── Given information ──

PR #8558, opened 2016-04-12
msg: mark daemons down on RST + ECONNREFUSED

branch-predictor:
When a daemon goes down (because it is killed or suicided because of assert)
on otherwise healthy machine, TCP stack will take care of its connections
and send RST (connection reset) packets to all daemons that were connected
to downed daemon. OSDs already handle that and attempt to reconnect, with
grace timer starting to count. When the grace timer runs out and daemons
still cannot reconnect, OSD in question is marked down.
This changeset adds additional handler (handle_refused()) to the dispatchers
and code that detects when connection attempt fails with ECONNREFUSED error
(connection refused) which is a clear indication that host is alive, but
daemon isn't, so daemons can instantly mark the other side as undoubtly
downed without the need for grace timer.
This changeset also adds more info to connections so figuring out which OSD
actually failed is a bit easier.
In current state, only OSDs take advantage of handle_refused() facility,
but I don't see why other daemons shouldn't.

Signed-off-by: Piotr Dałek git@predictor.org.pl

### DIFF
--- a/src/common/config_opts.h
+++ b/src/common/config_opts.h
@@ -815,6 +815,7 @@ OPTION(osd_op_history_duration, OPT_U32, 600) // Oldest completed op to track
 OPTION(osd_target_transaction_size, OPT_INT, 30)     // to adjust various transactions that batch smaller items
 OPTION(osd_failsafe_full_ratio, OPT_FLOAT, .97) // what % full makes an OSD "full" (failsafe)
 OPTION(osd_failsafe_nearfull_ratio, OPT_FLOAT, .90) // what % full makes an OSD near full (failsafe)
+OPTION(osd_fast_fail_on_connection_refused, OPT_BOOL, true) // immediately mark OSDs as down once they refuse to accept connections
 
 OPTION(osd_pg_object_context_cache_count, OPT_INT, 64)
 OPTION(osd_tracing, OPT_BOOL, false) // true if LTTng-UST tracepoints should be enabled
--- a/src/messages/MOSDFailure.h
+++ b/src/messages/MOSDFailure.h
@@ -24,22 +24,41 @@ class MOSDFailure : public PaxosServiceMessage {
   static const int HEAD_VERSION = 3;
 
  public:
+  enum {
+    FLAG_ALIVE = 0,      // use this on its own to mark as "I'm still alive"
+    FLAG_FAILED = 1,     // if set, failure; if not, recovery
+    FLAG_IMMEDIATE = 2,  // known failure, not a timeout
+  };
+  
   uuid_d fsid;
   entity_inst_t target_osd;
-  __u8 is_failed;
+  __u8 flags;
   epoch_t       epoch;
   int32_t failed_for;  // known to be failed since at least this long
 
   MOSDFailure() : PaxosServiceMessage(MSG_OSD_FAILURE, 0, HEAD_VERSION) { }
   MOSDFailure(const uuid_d &fs, const entity_inst_t& f, int duration, epoch_t e)
     : PaxosServiceMessage(MSG_OSD_FAILURE, e, HEAD_VERSION),
-      fsid(fs), target_osd(f), is_failed(true), epoch(e), failed_for(duration) { }
+      fsid(fs), target_osd(f),
+      flags(FLAG_FAILED),
+      epoch(e), failed_for(duration) { }
+  MOSDFailure(const uuid_d &fs, const entity_inst_t& f, int duration, 
+              epoch_t e, __u8 extra_flags)
+    : PaxosServiceMessage(MSG_OSD_FAILURE, e, HEAD_VERSION),
+      fsid(fs), target_osd(f),
+      flags(extra_flags),
+      epoch(e), failed_for(duration) { }
 private:
   ~MOSDFailure() {}
 
 public: 
   entity_inst_t get_target() { return target_osd; }
-  bool if_osd_failed() { return is_failed; }
+  bool if_osd_failed() const { 
+    return flags & FLAG_FAILED; 
+  }
+  bool is_immediate() const { 
+    return flags & FLAG_IMMEDIATE; 
+  }
   epoch_t get_epoch() { return epoch; }
 
   void decode_payload() {
@@ -49,9 +68,9 @@ public:
     ::decode(target_osd, p);
     ::decode(epoch, p);
     if (header.version >= 2)
-      ::decode(is_failed, p);
+      ::decode(flags, p);
     else
-      is_failed = true;
+      flags = FLAG_FAILED;
     if (header.version >= 3)
       ::decode(failed_for, p);
     else
@@ -63,14 +82,15 @@ public:
     ::encode(fsid, payload);
     ::encode(target_osd, payload, features);
     ::encode(epoch, payload);
-    ::encode(is_failed, payload);
+    ::encode(flags, payload);
     ::encode(failed_for, payload);
   }
 
   const char *get_type_name() const { return "osd_failure"; }
   void print(ostream& out) const {
     out << "osd_failure("
-	<< (is_failed ? "failed " : "recovered ")
+	<< (if_osd_failed() ? "failed " : "recovered ")
+	<< (is_immediate() ? "immediate " : "timeout ")
 	<< target_osd << " for " << failed_for << "sec e" << epoch
 	<< " v" << version << ")";
   }
--- a/src/msg/async/AsyncConnection.cc
+++ b/src/msg/async/AsyncConnection.cc
@@ -878,6 +878,10 @@ ssize_t AsyncConnection::_process_connection()
         r = cs.is_connected();
         if (r < 0) {
           ldout(async_msgr->cct, 1) << __func__ << " reconnect failed " << dendl;
+          if (r == -ECONNREFUSED) {
+            ldout(async_msgr->cct, 2) << __func__ << " connection refused!" << dendl;
+            dispatch_queue->queue_refused(this);
+          }
           goto fail;
         } else if (r == 0) {
           ldout(async_msgr->cct, 10) << __func__ << " nonblock connect inprogress" << dendl;
--- a/src/msg/simple/Pipe.cc
+++ b/src/msg/simple/Pipe.cc
@@ -924,9 +924,13 @@ int Pipe::connect()
   ldout(msgr->cct,10) << "connecting to " << peer_addr << dendl;
   rc = ::connect(sd, peer_addr.get_sockaddr(), peer_addr.get_sockaddr_len());
   if (rc < 0) {
-    rc = -errno;
+    int stored_errno = errno;
     ldout(msgr->cct,2) << "connect error " << peer_addr
-	     << ", " << cpp_strerror(rc) << dendl;
+	     << ", " << cpp_strerror(stored_errno) << dendl;
+    if (stored_errno == ECONNREFUSED) {
+      ldout(msgr->cct, 2) << "connection refused!" << dendl;
+      msgr->dispatch_queue.queue_refused(connection_state.get());
+    }
     goto fail;
   }
 
--- a/src/osd/OSD.cc
+++ b/src/osd/OSD.cc
@@ -4776,6 +4776,11 @@ bool OSD::ms_handle_reset(Connection *con)
   return true;
 }
 
+bool OSD::ms_handle_refused(Connection *con)
+{
+  return false;
+}
+
 struct C_OSD_GetVersion : public Context {
   OSD *osd;
   uint64_t oldest, newest;
--- a/src/osd/OSD.cc
+++ b/src/osd/OSD.cc
@@ -4778,7 +4778,33 @@ bool OSD::ms_handle_reset(Connection *con)
 
 bool OSD::ms_handle_refused(Connection *con)
 {
-  return false;
+  if (!cct->_conf->osd_fast_fail_on_connection_refused)
+    return false;
+
+  OSD::Session *session = (OSD::Session *)con->get_priv();
+  dout(1) << "ms_handle_refused con " << con << " session " << session << dendl;
+  if (!session)
+    return false;
+  int type = con->get_peer_type();
+  // handle only OSD failures here
+  if (monc && (type == CEPH_ENTITY_TYPE_OSD)) {
+    OSDMapRef osdmap = get_osdmap();
+    if (osdmap) {
+      int id = osdmap->identify_osd(con->get_peer_addr());
+      if (osdmap->is_up(id)) {
+	// I'm cheating mon heartbeat grace logic, because we know it's not going
+	// to respawn alone. +1 so we won't hit any boundary case.
+	monc->send_mon_message(new MOSDFailure(monc->get_fsid(),
+						  osdmap->get_inst(id),
+						  cct->_conf->osd_heartbeat_grace + 1,
+						  osdmap->get_epoch(),
+						  MOSDFailure::FLAG_IMMEDIATE | MOSDFailure::FLAG_FAILED
+						  ));
+      }
+    }
+  }
+  session->put();
+  return true;
 }
 
 struct C_OSD_GetVersion : public Context {
--- a/src/osd/OSD.cc
+++ b/src/osd/OSD.cc
@@ -4790,8 +4790,8 @@ bool OSD::ms_handle_refused(Connection *con)
   if (monc && (type == CEPH_ENTITY_TYPE_OSD)) {
     OSDMapRef osdmap = get_osdmap();
     if (osdmap) {
-      int id = osdmap->identify_osd(con->get_peer_addr());
-      if (osdmap->is_up(id)) {
+      int id = osdmap->identify_osd_on_all_channels(con->get_peer_addr());
+      if (id >= 0 && osdmap->is_up(id)) {
 	// I'm cheating mon heartbeat grace logic, because we know it's not going
 	// to respawn alone. +1 so we won't hit any boundary case.
 	monc->send_mon_message(new MOSDFailure(monc->get_fsid(),
@@ -5116,8 +5116,7 @@ void OSD::send_failures()
 
 void OSD::send_still_alive(epoch_t epoch, const entity_inst_t &i)
 {
-  MOSDFailure *m = new MOSDFailure(monc->get_fsid(), i, 0, epoch);
-  m->is_failed = false;
+  MOSDFailure *m = new MOSDFailure(monc->get_fsid(), i, 0, epoch, MOSDFailure::FLAG_ALIVE);
   monc->send_mon_message(m);
 }
 
--- a/src/client/Client.cc
+++ b/src/client/Client.cc
@@ -12380,6 +12380,12 @@ void Client::ms_handle_remote_reset(Connection *con)
   }
 }
 
+bool Client::ms_handle_refused(Connection *con)
+{
+  ldout(cct, 1) << "ms_handle_refused on " << con->get_peer_addr() << dendl;
+  return false;
+}
+
 bool Client::ms_get_authorizer(int dest_type, AuthAuthorizer **authorizer, bool force_new)
 {
   if (dest_type == CEPH_ENTITY_TYPE_MON)
--- a/src/client/Client.h
+++ b/src/client/Client.h
@@ -569,6 +569,7 @@ protected:
   void ms_handle_connect(Connection *con);
   bool ms_handle_reset(Connection *con);
   void ms_handle_remote_reset(Connection *con);
+  bool ms_handle_refused(Connection *con);
   bool ms_get_authorizer(int dest_type, AuthAuthorizer **authorizer, bool force_new);
 
   int authenticate();
--- a/src/librados/RadosClient.cc
+++ b/src/librados/RadosClient.cc
@@ -478,6 +478,10 @@ void librados::RadosClient::ms_handle_remote_reset(Connection *con)
 {
 }
 
+bool librados::RadosClient::ms_handle_refused(Connection *con)
+{
+  return false;
+}
 
 bool librados::RadosClient::_dispatch(Message *m)
 {
--- a/src/librados/RadosClient.h
+++ b/src/librados/RadosClient.h
@@ -58,6 +58,7 @@ private:
   void ms_handle_connect(Connection *con);
   bool ms_handle_reset(Connection *con);
   void ms_handle_remote_reset(Connection *con);
+  bool ms_handle_refused(Connection *con);
 
   Objecter *objecter;
 
--- a/src/mds/Beacon.h
+++ b/src/mds/Beacon.h
@@ -94,6 +94,7 @@ public:
   void ms_handle_connect(Connection *c) {}
   bool ms_handle_reset(Connection *c) {return false;}
   void ms_handle_remote_reset(Connection *c) {}
+  bool ms_handle_refused(Connection *c) {return false;}
 
   void notify_mdsmap(MDSMap const *mdsmap);
   void notify_health(MDSRank const *mds);
--- a/src/mds/MDSDaemon.cc
+++ b/src/mds/MDSDaemon.cc
@@ -1271,6 +1271,12 @@ void MDSDaemon::ms_handle_remote_reset(Connection *con)
   }
 }
 
+bool MDSDaemon::ms_handle_refused(Connection *con)
+{
+  // do nothing for now
+  return false;
+}
+
 bool MDSDaemon::ms_verify_authorizer(Connection *con, int peer_type,
 			       int protocol, bufferlist& authorizer_data, bufferlist& authorizer_reply,
 			       bool& is_valid, CryptoKey& session_key)
--- a/src/mds/MDSDaemon.h
+++ b/src/mds/MDSDaemon.h
@@ -138,6 +138,7 @@ class MDSDaemon : public Dispatcher, public md_config_obs_t {
   void ms_handle_connect(Connection *con);
   bool ms_handle_reset(Connection *con);
   void ms_handle_remote_reset(Connection *con);
+  bool ms_handle_refused(Connection *con);
 
  protected:
   // admin socket handling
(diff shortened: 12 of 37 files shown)


branch-predictor:
This is more of PoC that doesn't take Async messenger into consideration (yet). Comments are welcome.

src/msg/simple/Pipe.cc
```diff
@@ -1336,7 +1336,11 @@ void Pipe::fault(bool onread)
     ldout(msgr->cct,10) << "fault already connecting, reader shutting down" << dendl;
     return;
   }
-  
+  if (errno == ECONNREFUSED) {
+    ldout(msgr->cct, 10) << "connection refused!" << dendl;
+    if (connection_state->clear_pipe(this))
+      msgr->dispatch_queue.queue_refused(connection_state.get());
+  }
```
gregsfortytwo: I haven't done a careful review, but the idea of this patch looks good.

This part isn't really safe though. We can get errors which don't directly call fault() or meander a bit before ending up here. We'll want some kind of shutdown error flag we can set at the failure site and check here or elsewhere.

yuyuyu101:
looks a interesting idea, refuse is a good semantic to decide behavior

src/msg/simple/Pipe.cc
branch-predictor: On Tue, Apr 12, 2016 at 07:35:43AM -0700, Gregory Farnum wrote:
> I haven't done a careful review, but the idea of this patch looks good.
> 
> This part isn't really safe though. We can get errors which don't directly call fault() or meander a bit before ending up here. We'll want some kind of shutdown error flag we can set at the failure site and check here or elsewhere.

I'll look into this, but I'm quite sure that ECONNREFUSED here would only
occur after attempt to connect() to port that isn't listening.

branch-predictor:
Rebased and moved connection error checking to right after connect, that fixes some test failures. Thanks @gregsfortytwo!

src/osd/OSD.cc
```diff
@@ -4679,6 +4679,30 @@ struct C_OSD_GetVersion : public Context {
...
+  if (monc && (type == CEPH_ENTITY_TYPE_OSD)) {
+    OSDMapRef osdmap = get_osdmap();
+    if (osdmap && osdmap->is_up(id)) {
+      // I'm cheating mon heartbeat grace logic, because we know it's not going
+      // to respawn alone. +1 so we won't hit any boundary case.
+      monc->send_mon_message(new MOSDFailure(monc->get_fsid(),
+                                                osdmap->get_inst(id),
+                                                cct->_conf->osd_heartbeat_grace + 1,
+                                                osdmap->get_epoch()
+                                                ));
```
liewegas: Let's update teh message properly.. something like

diff --git a/src/messages/MOSDFailure.h b/src/messages/MOSDFailure.h
index a1032e6..0ff1342 100644
--- a/src/messages/MOSDFailure.h
+++ b/src/messages/MOSDFailure.h
@@ -24,22 +24,34 @@ class MOSDFailure : public PaxosServiceMessage {
   static const int HEAD_VERSION = 3;
 
  public:
+  enum {
+    FLAG_FAILED = 1,     // if set, failure; if not, recovery
+    FLAG_IMMEDIATE = 2,  // known failure, not a timeout
+  };
+  
   uuid_d fsid;
   entity_inst_t target_osd;
-  __u8 is_failed;
+  __u8 flags;
   epoch_t       epoch;
   int32_t failed_for;  // known to be failed since at least this long
 
   MOSDFailure() : PaxosServiceMessage(MSG_OSD_FAILURE, 0, HEAD_VERSION) { }
   MOSDFailure(const uuid_d &fs, const entity_inst_t& f, int duration, epoch_t e)
     : PaxosServiceMessage(MSG_OSD_FAILURE, e, HEAD_VERSION),
-      fsid(fs), target_osd(f), is_failed(true), epoch(e), failed_for(duration) { }
+      fsid(fs), target_osd(f),
+      flags(FLAG_FAILED),
+      epoch(e), failed_for(duration) { }
 private:
   ~MOSDFailure() {}
 
 public: 
   entity_inst_t get_target() { return target_osd; }
-  bool if_osd_failed() { return is_failed; }
+  bool if_osd_failed() {
+    return flags & FLAG_FAILED;
+  }
+  bool is_immediate() {
+    return flags & FLAG_IMMEDIATE;
+  }
   epoch_t get_epoch() { return epoch; }
 
   void decode_payload() {
@@ -49,9 +61,9 @@ public:
     ::decode(target_osd, p);
     ::decode(epoch, p);
     if (header.version >= 2)
-      ::decode(is_failed, p);
+      ::decode(flags, p);
     else
-      is_failed = true;
+      flags = FLAG_FAILED;
     if (header.version >= 3)
       ::decode(failed_for, p);
     else
@@ -62,14 +74,15 @@ public:
     ::encode(fsid, payload);
     ::encode(target_osd, payload);
     ::encode(epoch, payload);
-    ::encode(is_failed, payload);
+    ::encode(flags, payload);
     ::encode(failed_for, payload);
   }
 
   const char *get_type_name() const { return "osd_failure"; }
   void print(ostream& out) const {
     out << "osd_failure("
-       << (is_failed ? "failed " : "recovered ")
+       << (if_osd_failed() ? "failed " : "recovered ")
+       << (is_immediate() ? "immediate " : "timeout ")
        << target_osd << " for " << failed_for << "sec e" << epoch
        << " v" << version << ")";
   }

then we can use this for other stuff too, like a watchdog.

liewegas:
Looking at this again, I think this approach makes a lot of sense, and should be safe, too.  Worst case, we mark an osd down quickly instead of slowly, which is not much of a problem.

Can you break this apart into separate patches?  e.g.,

 - add the new msgr callback
 - implement it in msg/simple
 - update failure message
 - update mon to use immediate flag
 - update osd to implement hook

src/osd/OSD.cc
branch-predictor: On Fri, Apr 22, 2016 at 09:28:13AM -0700, Sage Weil wrote:
> Let's update teh message properly.. something like
> 
> [..]
>   public:
> +  enum {
> +    FLAG_FAILED = 1,     // if set, failure; if not, recovery
> +    FLAG_IMMEDIATE = 2,  // known failure, not a timeout
> +  };
> +  
> [..] 
> then we can use this for other stuff too, like a watchdog.

And introduce other daemon failure modes, too.

-- 
Piotr Dałek

branch-predictor:
@liewegas I have broken it into a bunch of separate commits, added new failure flag to MOSDFailure class and new option to disable new behaivior.

yuyuyu101:
back from ML, we can continue review this?

src/msg/simple/Pipe.cc
```diff
@@ -914,9 +914,13 @@ int Pipe::connect()
   ldout(msgr->cct,10) << "connecting to " << peer_addr << dendl;
   rc = ::connect(sd, (sockaddr*)&peer_addr.addr, peer_addr.addr_size());
   if (rc < 0) {
-    rc = -errno;
+    int stored_errno = errno;
     ldout(msgr->cct,2) << "connect error " << peer_addr
-	     << ", " << cpp_strerror(rc) << dendl;
+	     << ", " << cpp_strerror(stored_errno) << dendl;
+    if (stored_errno == ECONNREFUSED) {
+      ldout(msgr->cct, 10) << "connection refused!" << dendl;
```
yuyuyu101: I'd like to set level to 0

liewegas: I would go with 1 or 2

src/common/config_opts.h
```diff
@@ -188,6 +188,7 @@ OPTION(ms_rwthread_stack_bytes, OPT_U64, 1024 << 10)
 OPTION(ms_tcp_read_timeout, OPT_U64, 900)
 OPTION(ms_pq_max_tokens_per_priority, OPT_U64, 16777216)
 OPTION(ms_pq_min_cost, OPT_U64, 65536)
+OPTION(ms_immediate_fail_on_connection_refused, OPT_BOOL, true) // mark osd down immediately after receiving ECONNREFUSED during (re)connection
```
liewegas: I think this should be an osd option, osd_fast_fail_on_connection_refused, and the conditional should go in the OSD's ms_refused callback

liewegas:
I like this better!

1. Please make the second patch only add the callbacks, but leave them empty.. don't do anytihng fancy in OSD yet.
2. then update the failure message
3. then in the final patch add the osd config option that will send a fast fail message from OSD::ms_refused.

───

Return each line of the data where the word "daemons" appears.

Response to this exercise:
msg: mark daemons down on RST + ECONNREFUSED
and send RST (connection reset) packets to all daemons that were connected
grace timer starting to count. When the grace timer runs out and daemons
daemon isn't, so daemons can instantly mark the other side as undoubtly
but I don't see why other daemons shouldn't.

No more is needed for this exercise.